Os actos decisórios do Ministério Público tomam a forma de despachos (art.97° n°3 do C.P.Penal).
Dispõe o n°1 do art.283° n°1 do C.P.Penal que se durante o inquérito tiverem sido recolhidos indícios suficientes de se ter verificado crime e de quem foi o agente, o Ministério Público, no prazo de 10 dias, deduz acusação contra aquele.
Deduzida que foi, nos presentes autos, em 18-04-2023, uma acusação, a mesma fixou o objecto do processo, tornando-se definitiva.
A mesma só podia ser objecto de rectificação nos estritos termos previsto no n°3 do art.380° do C.P.Penal, sendo que a rectificação não pode importar uma modificação essencial.
A dedução de uma "nova acusação" não se compreende na noção de rectificação a que se refere o citado normativo legal e não tem por base qualquer normativo ou princípio legal.

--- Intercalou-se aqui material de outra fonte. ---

PR #3487, opened 2024-05-29
add skip_storage flag to HNSW

mdouze:
Summary:
Sometimes it is not useful to serialize the storage index along with a HNSW index. This diff adds a flag that supports skipping the storage of the index.

Searchign and adding to the index is not possible until a storage index is added back in.

Differential Revision: D57911060

### DIFF
--- a/faiss/impl/index_read.cpp
+++ b/faiss/impl/index_read.cpp
@@ -5,8 +5,6 @@
  * LICENSE file in the root directory of this source tree.
  */
 
-// -*- c++ -*-
-
 #include <faiss/index_io.h>
 
 #include <faiss/impl/io_macros.h>
@@ -531,7 +529,11 @@ Index* read_index(IOReader* f, int io_flags) {
     Index* idx = nullptr;
     uint32_t h;
     READ1(h);
-    if (h == fourcc("IxFI") || h == fourcc("IxF2") || h == fourcc("IxFl")) {
+    if (h == fourcc("null")) {
+        // denotes a missing index, useful for some cases
+        return nullptr;
+    } else if (
+            h == fourcc("IxFI") || h == fourcc("IxF2") || h == fourcc("IxFl")) {
         IndexFlat* idxf;
         if (h == fourcc("IxFI")) {
             idxf = new IndexFlatIP();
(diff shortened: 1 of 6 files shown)


faiss/impl/index_write.cpp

Como se decidiu no Ac. do TRL de 11-05-2016 proferido no proc. n°88/10.6JAPDL.L1-3 in www.dgsi.pt. o princípio da preclusão significa, entre o mais, que uma vez praticado determinado acto ele adquire foros de definitivo naquele processado (preclusão intraprocessual ou efeito intraprocessual da preclusão). Este princípio tem aplicação no âmbito do direito processual, seja ele civil ou penal -e aplica-se quer aos actos dos juízes, quer actos petitórios e contestatórios das partes/intervenientes processuais, quer aos actos decisórios dos magistrados do Ministério Público, os quais, nos termos dos arts. 380° n°3 e 97° n°3 do Código de Processo Penal, só podem ser corrigidos nos casos e termos previstos no n°1 daquele primeiro normativo. Tal significa que, uma vez proferida a acusação, (ou qualquer despacho do MP no âmbito do inquérito), seja qual for o tratamento que lhe tenha sido dado (isto é, tendo sido notificado, ou não) está precludida a possibilidade de o MP renovar a prática do acto. O acto praticado tornou-se definitivo e faz parte integrante do processado.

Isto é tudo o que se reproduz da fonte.